Noche
Imagen: Télam

A veces  pienso en los silencios que por la noche escucha Milagro desde su celda.

Un sonido continuo de viaje por el espacio, sin ruidos y sin luz.

Una eternidad de pocas horas hasta el amanecer. Las celdas vecinas, el patio, los árboles silbantes, un portazo a lo lejos, un trueno, la lluvia, una frenada, la voz de una niña interior desprotegida y rebelde que la abraza por dentro.

La imagino quieta, rebelde la noche boca arriba, respirando el ácido olor  de ese aire de encierro. Los brazos al costado del cuerpo como una estatua estoica y milenaria. Hay siglos en sus ojos y gritos en la boca  que se aprieta los labios.

Parpadea, Milagro.

La noche está en el mismo lugar desde hace horas.

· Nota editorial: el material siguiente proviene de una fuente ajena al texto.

PR #7678, opened 2020-07-27
DNS SD: add srv record target and port meta labels

### LINKED ISSUE #3196: DNS discovery should not trim final dot

roidelapluie:
close #3196 

### DIFF
--- a/docs/configuration/configuration.md
+++ b/docs/configuration/configuration.md
@@ -592,8 +592,8 @@ queries, but not the advanced DNS-SD approach specified in
 The following meta labels are available on targets during [relabeling](#relabel_config):
 
 * `__meta_dns_name`: the record name that produced the discovered target.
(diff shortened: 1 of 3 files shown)


docs/configuration/configuration.md
```diff
@@ -589,9 +589,11 @@ This service discovery method only supports basic DNS A, AAAA and SRV record
 queries, but not the advanced DNS-SD approach specified in
 [RFC6763](https://tools.ietf.org/html/rfc6763).
 
-During the [relabeling phase](#relabel_config), the meta label
-`__meta_dns_name` is available on each target and is set to the
-record name that produced the discovered target.
+The following meta labels are available on targets during [relabeling](#relabel_config):
+
+* `__meta_dns_name`: the record name that produced the discovered target.
+* `__meta_dns_srv_record_target`: the target field of the SRV record, if the query type is SRV
```
brian-brazil, line 595: We can probably drop everything after the ,

PR #7685, opened 2020-07-28
Fix tsdb go routine leak on close

### LINKED ISSUE #7672: CI: Go routine leak in TSDB test
```
goleak: Errors on successful test run: found unexpected goroutines:
[Goroutine 15500 in state chan send, with github.com/prometheus/prometheus/tsdb.(*SegmentWAL).cut.func2 on top of the stack:
goroutine 15500 [chan send]:
github.com/prometheus/prometheus/tsdb.(*SegmentWAL).cut.func2(0xc0000be630)
	/home/circleci/project/tsdb/wal.go:599 +0xc0
created by github.com/prometheus/prometheus/tsdb.(*SegmentWAL).cut
	/home/circleci/project/tsdb/wal.go:598 +0x160
]
FAIL	github.com/prometheus/prometheus/tsdb	172.643s
```

This error happens sometimes in CI

mneverov:
Fixes #7672

Since select choose cases arbitrary it is possible that [stopc](https://github.com/prometheus/prometheus/blob/master/tsdb/wal.go#L690) will be picked up even if there is a value ready in `actorc` channel.
The fix was inspired by [wal](https://github.com/prometheus/prometheus/blob/master/tsdb/wal/wal.go#L319).

Signed-off-by: Max Neverov neverov.max@gmail.com

@codesome please take a look

### DIFF
--- a/tsdb/wal.go
+++ b/tsdb/wal.go
@@ -566,24 +566,22 @@ func (w *SegmentWAL) cut() error {
 		}
 		// Finish last segment asynchronously to not block the WAL moving along
 		// in the new segment.
-		go func() {
-			w.actorc <- func() error {
-				off, err := hf.Seek(0, io.SeekCurrent)
-				if err != nil {
-					return errors.Wrapf(err, "finish old segment %s", hf.Name())
-				}
-				if err := hf.Truncate(off); err != nil {
-					return errors.Wrapf(err, "finish old segment %s", hf.Name())
-				}
-				if err := hf.Sync(); err != nil {
-					return errors.Wrapf(err, "finish old segment %s", hf.Name())
-				}
-				if err := hf.Close(); err != nil {
-					return errors.Wrapf(err, "finish old segment %s", hf.Name())
-				}
-				return nil
+		w.actorc <- func() error {
+			off, err := hf.Seek(0, io.SeekCurrent)
+			if err != nil {
+				return errors.Wrapf(err, "finish old segment %s", hf.Name())
 			}
-		}()
+			if err := hf.Truncate(off); err != nil {
+				return errors.Wrapf(err, "finish old segment %s", hf.Name())
+			}
+			if err := hf.Sync(); err != nil {
+				return errors.Wrapf(err, "finish old segment %s", hf.Name())
+			}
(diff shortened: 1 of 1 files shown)


mneverov:
@krasi-georgiev @bwplotka could you please take a look on this one?

tsdb/wal.go
```diff
@@ -699,6 +687,12 @@ func (w *SegmentWAL) run(interval time.Duration) {
 			}
 		}
 	}
+	// Drain and process any remaining functions.
+	for f := range w.actorc {
```
bwplotka, line 691: We can defer this so we can return on `679` line.

roidelapluie:
goleak is on all the tsdb tests by default, that is what catched this.

tsdb/wal.go
mneverov: nice catch, thanks

mneverov:
right, goleak is enabled via [test main](https://github.com/prometheus/prometheus/blob/master/tsdb/wal/wal_test.go#L34).

roidelapluie:
cc @bwplotka can you please review this? thanks!

tsdb/wal.go
```diff
@@ -566,24 +566,22 @@ func (w *SegmentWAL) cut() error {
...
-					return errors.Wrapf(err, "finish old segment %s", hf.Name())
-				}
-				if err := hf.Sync(); err != nil {
-					return errors.Wrapf(err, "finish old segment %s", hf.Name())
-				}
-				if err := hf.Close(); err != nil {
-					return errors.Wrapf(err, "finish old segment %s", hf.Name())
-				}
-				return nil
+		w.actorc <- func() error {
```
bwplotka, line 569: Ok, I think this will probably solve leak on close, but also this code can block easily. Think about the case when `w.actorc` is full.
 

To know for sure we might want to run some benchmarks. I think it's not the best idea to kill performance potentially only to fix close leak (when we close just once per Prometheus life) ):

bwplotka (changes requested):
I think this needs still more thinking

codesome:
Superseded by https://github.com/prometheus/prometheus/pull/10056

PR #7689, opened 2020-07-29
Export RecoverableError

joe-elliott:
This PR simply exports RecoverableError from the remote package.  This allows callers of the exported method `WriteClient.Store` method to distinguish between recoverable and not recoverable errors.


joe-elliott:
Thanks for the quick turnaround!

PR #7695, opened 2020-07-29
Move promtool config/rules checks to their own package

cstyan:
This PR moves promtool config/rules files to their own package so they can be used by other projects programatically. For example, it would be useful if the Cortex Ruler API (which allows users to upload rules files) could run the `CheckRules` functionality and reject rules files with errors in them. cc @gotjosh 

### DIFF
--- a/util/verifyconfig/verifyconfig.go
+++ b/util/verifyconfig/verifyconfig.go
@@ -1,0 +1,232 @@
+// Copyright 2020 The Prometheus Authors
+// Licensed under the Apache License, Version 2.0 (the "License");
+// you may not use this file except in compliance with the License.
+// You may obtain a copy of the License at
+//
+// http://www.apache.org/licenses/LICENSE-2.0
+//
+// Unless required by applicable law or agreed to in writing, software
+// distributed under the License is distributed on an "AS IS" BASIS,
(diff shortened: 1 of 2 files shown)


util/verifyconfig/verifyconfig.go
```diff
@@ -0,0 +1,232 @@
...
+}
+
+// CheckConfig validates configuration files.
+func CheckConfig(files ...string) int {
+	failed := false
+
+	for _, f := range files {
+		ruleFiles, err := checkConfig(f)
+		if err != nil {
+			fmt.Fprintln(os.Stderr, "  FAILED:", err)
```
brian-brazil, line 98: Libraries should not print.

cstyan:
> This seems like it should be factored to actually be a library, and some of this should probably live in the respective packages rather than as separate duplicate config handling logic.

That makes sense to me, but it's not clear where you want this code to live from your comment. In the config package? In the rules package?

brian-brazil:
It's going to depend on the code. For something like checking that files exist, it doesn't feel right that we're duplicating the mention of all the fields into another package (and I'm pretty sure that has lead to bugs).

roidelapluie:
We are closing this as part of the bug scrub. Thanks!

PR #265, opened 2026-04-13
Fix GDN slot release and enforce hybrid backend state cache

LxYuan0420:
This PR is:
- To unify GDN slot freeing so early release uses the same cleanup path.
- To materialize GDN state once per scheduling step to avoid repeated syncs.
- To enforce hybrid backend expectations and keep GDN tests aligned with runtime types.

Problem:
Early release bypassed `_gdn_free_slot`, skipping state materialization and creating two free paths. This could leave lazy MLX graphs attached to freed slots and made future cleanup changes inconsistent.

Fix:
- Centralized state materialization in `_gdn_materialize_state_cache`.
- Early release now materializes once per step and calls `_gdn_free_slot(..., materialize_state=False)`.
- Fail fast if the hybrid backend or state cache is missing.
- Tests now use a lightweight hybrid backend stub to match runtime expectations.

Tests:
- `python -m pytest tests/test_qwen3_next_gdn.py -v`

### DIFF
--- a/tests/stub_runner.py
+++ b/tests/stub_runner.py
@@ -33,6 +33,7 @@ def make_stub_runner(
         "_paged_attention_backend": None,
         "_gdn_req_to_slot": {},
         "_gdn_free_slots": [],
+        "_gdn_needs_materialize": False,
         "_request_states": {},
         "_paged_request_seq_lens": {},
         "_finished_request_count": 0,
--- a/tests/stub_runner.py
+++ b/tests/stub_runner.py
@@ -31,6 +31,8 @@ def make_stub_runner(
         "_is_stt": False,
         "_is_vlm": False,
         "_paged_attention_backend": None,
+        "_gdn_req_to_slot": {},
+        "_gdn_free_slots": [],
         "_request_states": {},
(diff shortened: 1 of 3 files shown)


WindChimeRan (commented):
The latter half is a bit overcomplicated: 

Both places that free slots iterate over `finished_req_ids`. That's a batch, not a per-slot operation. A single `_gdn_release_slots(req_ids)` that pops each, materializes once if anything was freed, then extends `_gdn_free_slots` would let you delete:

- `_gdn_free_slot` and the `materialize_state` flag
- The `materialized` latch in `execute_model`
- The `if req_id not in ...: continue` + internal `pop` (one `pop` covers both)

Each call site becomes one line, and the "second call is a no-op" property is structural (dict is already empty) rather than relying on early-return plumbing.

ericcurtin:
Critical regression in _cleanup_finished_requests (unprotected _gdn_free_slot crashes for non-hybrid paged models), missing test for materialize_state=False branch, stub_runner missing GDN defaults, tests unverifiable due to environment issue

WindChimeRan (approved):

PR #267, opened 2026-04-13
Refactor model logic into adapter boundary

LxYuan0420:
This PR is:
- To isolate model logic behind a single adapter boundary.
- To keep `MetalModelRunner` orchestration-only.
- To remove ad-hoc helper modules.

Note:
- Next refactor will extract model lifecycle responsibilities from the runner.
- Keep the adapter boundary as the only place for model rules.
- Avoid new helper modules unless they are true ownership boundaries.


WindChimeRan (commented):
Discussion: `_model_adapter`: Private attribute leak across module boundary. Can we use a cleaner way? 

Other parts LGTM

ericcurtin:
I'm pretty happy with this one:

Minor test organization nit (text_model tests in separate file from other adapter tests)

ericcurtin (approved):

PR #251, opened 2026-04-09
[Gemma4] Add text generation support with paged attention

ricky-chaoju:
## Summary
- Add Gemma4 text generation with paged KV cache on Metal
- **hs512 Metal kernel**: instantiate paged attention for head_dim=512 (v1 + v2)
- **Variable head_dim**: pad Q/K/V to cache's max head_dim for models with mixed sliding (256) / full (512) attention layers
- **YOCO KV sharing**: SDPA forward accepts `shared_kv` so later layers reuse K/V from earlier same-type layers
- **v_norm**: support per-head RMSNorm on values (Gemma4 uses q_norm + k_norm + v_norm)
- **global_head_dim**: use `max(head_dim, global_head_dim)` for KV cache block sizing
- **mlx_lm loading workaround**: Gemma4 loaded via mlx_lm (text backbone) because mlx_vlm produces garbled output; remove when mlx_vlm fixes this
- **K-eq-V**: handle Gemma4 variants without v_proj (26B/31B use values = keys)                                           
- **Variable KV head guard**: reject `num_global_key_value_heads != num_key_value_heads` with clear error (26B/31B need per-layer KV allocation)
## What's not included
- Multimodal support (vision/audio) — blocked by mlx_vlm Gemma4 forward pass bug, will track separately
- Sliding window enforcement in kernel (currently disabled)
- YOCO memory optimization (shared layers currently duplicate cache)
- Per-layer KV head allocation (needed for 26B/31B where global_kv_heads != kv_heads) 

## Test
- Gemma4-E2B-it verified with `vllm serve` (paged attention, thinking mode, max-model-len 4096)
- Qwen3-0.6B / Qwen3.5-0.8B unaffected — unit tests 411/411 passed
- hs512 kernel instantiation does not affect existing hs≤256 models
```
VLLM_METAL_MEMORY_FRACTION=0.5 \
  vllm serve /Users/rickychen/llm/models/gemma-4-E2B-it \
  --port 8000 --max-model-len 4096 --max-num-seqs 4 \
  --default-chat-template-kwargs '{"enable_thinking": true}' \
  --reasoning-parser gemma4   
```

PR #269, opened 2026-04-14
Reduce KV cache allocation for YOCO shared layers

### LINKED ISSUE #264: [Gemma4] kv cache only reuse by computation, not by memory
#251 achieved Gemma4 kv cache reuse, only by computation, but not by memory (still duplicate memory write)

ricky-chaoju:
Fixes #264

Gemma4 YOCO shared layers (last 20 of 35) now reuse the reference layer's paged cache instead of allocating and writing their own.

- `model_adapter.build_yoco_cache_mapping()` computes layer→cache_idx mapping
- `MHAPagedAttentionBackend` allocates only unique cache layers (15 vs 35)
- `sdpa_forward` skips scatter write when `shared_kv` is provided
- Gemma4-E2B-it deterministic test: 5/5 token-exact match with mlx_lm

Related #251

### DIFF
--- a/tests/test_model_adapter.py
+++ b/tests/test_model_adapter.py
@@ -98,10 +98,12 @@ class TestYocoCacheIntegration:
     _NUM_UNIQUE = _NUM_HIDDEN - _NUM_SHARED
     _NUM_KV_HEADS = 2
     _HEAD_DIM = 4
+    _BLOCK_SIZE = 16
+    _VOCAB_SIZE = 100
 
     def _gemma4_args(self) -> dict:
         return {
-            "vocab_size": 100,
+            "vocab_size": self._VOCAB_SIZE,
             "num_hidden_layers": self._NUM_HIDDEN,
             "num_kv_shared_layers": self._NUM_SHARED,
             "layer_types": list(self._LAYER_TYPES),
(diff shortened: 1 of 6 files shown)


WindChimeRan (commented):
This PR LGTM. But I want to ask for @LxYuan0420 's approval, since it touches `model_adapter.py`

tests/test_model_adapter.py
```diff
@@ -75,6 +75,66 @@ def test_returns_none_when_head_dim_none(self) -> None:
         assert result is None
 
 
+class TestBuildYocoCacheMapping:
```
LxYuan0420: These tests feel low-value to me. I want to see:
- reduced `num_kv_cache_layers` / cache-byte accounting for YOCO models
- `_make_backend()` wiring the compact layer count and `cache_idx_map`
- shared layers actually reusing the remapped cache slot instead of allocating/writing their own KV cache

LxYuan0420 (approved):

tests/test_model_adapter.py
ricky-chaoju: Replaced with integration tests covering cache-byte accounting, _make_backend wiring, and shared-layer cache slot reuse.

Issue #276, opened 2026-04-15
[Gemma4] Full 26B/31B paged attention support


ricky-chaoju:
**Goal:** Run Gemma4 26B/31B on the paged-attention path with per-layer KV shapes, matching upstream vLLM's heterogeneous spec pattern.

**Problem:** Gemma4 26B/31B mix sliding attention layers (`num_kv_heads=16, head_dim=256`) with full-attention layers (`num_kv_heads=4, head_dim=512`). Our `MetalPagedKVCache` only supports a single uniform `(num_kv_heads, head_dim)` across all layers and rejects this layout via `require_uniform_kv_heads`. Forcing the uniform max wastes ~2.18× KV memory and OOMs under sustained serving (#274).

### Plan

- [x] Unblock loading — restore nested `text_config` flatten on the mlx-lm `.args` load path #275
- [x] Per-layer KV cache shapes — `MetalPagedKVCache` + `ModelCachePolicy` + `sdpa_forward` accept per-layer `(num_kv_heads, head_dim)`; uniform models reduce to the current path unchanged #277 
- [x] Enable 26B/31B — `DefaultModelAdapter.build_per_layer_kv_shapes()`, drop `require_uniform_kv_heads`, add a 31B golden test against `mlx_lm` #279 

### Upstream reference

- `vllm/model_executor/models/gemma4.py:446-484` — per-layer `Gemma4Attention` picks `(num_kv_heads, head_dim)` from `layer_types`
- `vllm/v1/core/kv_cache_utils.py:1107-1124` — `UniformTypeKVCacheSpecs` path allocates one tensor per layer when specs share type but differ in shape
- `vllm/v1/worker/gpu_model_runner.py:6503-6574` — `_reshape_kv_cache_tensors()` views each layer's raw buffer under its own `(num_kv_heads, head_dim)`

dschulmeist:
Picked this up on top of #277. Two stacked PRs:

- #278 — clears `multimodal_config` in `MetalPlatform.check_and_update_config` for `_TEXT_BACKBONE_OVERRIDE_TYPES` so the 31B MLX checkpoint (which ships without `preprocessor_config.json` / feature-extractor) can actually initialize. Independent bugfix, targets `main` directly.
- #279 — the rest of the #276 plan: `DefaultModelAdapter.build_per_layer_kv_shapes()`, `require_uniform_kv_heads` → no-op, dual-golden deterministic test across E2B + 26B + 31B.

[...]

PR #277, opened 2026-04-16
Per-layer KV cache shapes for heterogeneous attention

ricky-chaoju:
Summary
- To let `MetalPagedKVCache` allocate each layer with its own `(num_kv_heads, head_dim)` shape.
- To prepare the paged-attention pipeline for Gemma4 26B/31B, which mix sliding layers (16 heads, 256 dim) with full-attention layers (4 heads, 512 dim).
- To keep every existing model on the identical uniform code path with identical memory numbers.

Problem:
`MetalPagedKVCache` allocated all layers with a single `(num_kv_heads, head_dim)` pair. Gemma4 26B/31B need per-layer shapes, and
forcing the uniform max wastes ~2.18× KV memory. This PR adds the mechanism; a follow-up PR wires the Gemma4 adapter and removes the
`require_uniform_kv_heads` guard.

Fix:
- `MetalPagedKVCache` accepts optional keyword-only `kv_heads_per_layer` / `head_dim_per_layer` lists. When omitted, derives uniform
lists from the scalar params — MLA, Hybrid, and all existing MHA callers are unchanged.
- `MHAPagedAttentionBackend` propagates per-layer lists to the cache.
- `sdpa_forward` reads `kv_cache.kv_heads_per_layer[layer_idx]` / `kv_cache.head_dim_per_layer[layer_idx]` instead of scalar globals.
- `ModelCachePolicy.get_cache_block_size_bytes()` / `estimate_one_sequence_kv_bytes()` sum per-layer `kv_heads × head_dim` via a shared
`_kv_layer_size_sum()` helper. For uniform models this reduces to the existing product formula.
- `ModelCachePolicy.get_kv_cache_spec()` emits per-layer `FullAttentionSpec` from runner attributes when available.
- `MetalModelRunner` gains `kv_heads_per_layer` / `head_dim_per_layer` (default `None`, populated by the model adapter in the follow-up
PR).

### DIFF
--- a/tests/stub_runner.py
+++ b/tests/stub_runner.py
@@ -41,6 +41,8 @@ def make_stub_runner(
         "_pending_output": None,
         "_execute_model_state": None,
         "_model_adapter": DefaultModelAdapter(),
+        "kv_heads_per_layer": None,
+        "head_dim_per_layer": None,
         "use_async_scheduling": True,
         "device": torch.device("cpu"),
         "_sampler": None,
--- a/tests/test_per_layer_kv_cache.py
+++ b/tests/test_per_layer_kv_cache.py
@@ -108,7 +108,9 @@ class TestMHABackendPerLayer:
         assert cache.key_caches[0].shape[-2:] == (16, 256)
         assert cache.key_caches[1].shape[-2:] == (4, 512)
 
-    def test_warm_up_uses_layer_zero_shape(self, monkeypatch: pytest.MonkeyPatch) -> None:
+    def test_warm_up_uses_layer_zero_shape(
+        self, monkeypatch: pytest.MonkeyPatch
+    ) -> None:
         """Kernel warm-up should compile against the concrete layer-0 shape."""
         cache = MetalPagedKVCache(
             num_layers=2,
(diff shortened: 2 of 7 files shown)


dschulmeist:
Heads-up @ricky-chaoju — I've built on top of this PR for the #276 follow-up in #279 (which populates `kv_heads_per_layer` / `head_dim_per_layer` from Gemma4's `layer_types` + `global_head_dim`, drops `require_uniform_kv_heads`, and adds a dual-golden test for E2B + 31B). The `kv_heads_per_layer[:num_cache_layers]` slicing you landed on turned out to line up cleanly with Gemma4's YOCO layout — first-N-unique-then-shared — so no further plumbing changes were needed.

Thanks for the groundwork here; I'll rebase #279 after this lands.

LxYuan0420 (approved):
Approving. The per-layer cache-shape plumbing looks sound and the backward-compatible path stays clean. One non-blocking follow-up: the layer-0 overwrite of `self.num_kv_heads` / `self.head_dim` in `MetalPagedKVCache` is a bit fragile, and hybrid + per-layer would be better rejected at a single early boundary rather than only in `_kv_layer_size_sum()`. Not blocking this PR, but I think it would make the contract clearer

ricky-chaoju:
Thanks @LxYuan0420 !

Es un animal que la mira indolente, la tristeza con sus fauces abiertas.

Sé que si me desvelo en mi cama tibia, puedo mirarla.

Ella está despierta, a toda hora, esperando el sol que le debemos.


* La primera versión de este texto se publicó en el libro de reciente aparición Todos somos Milagro, de María José Malvares y Gimena Tur, editado por Octubre.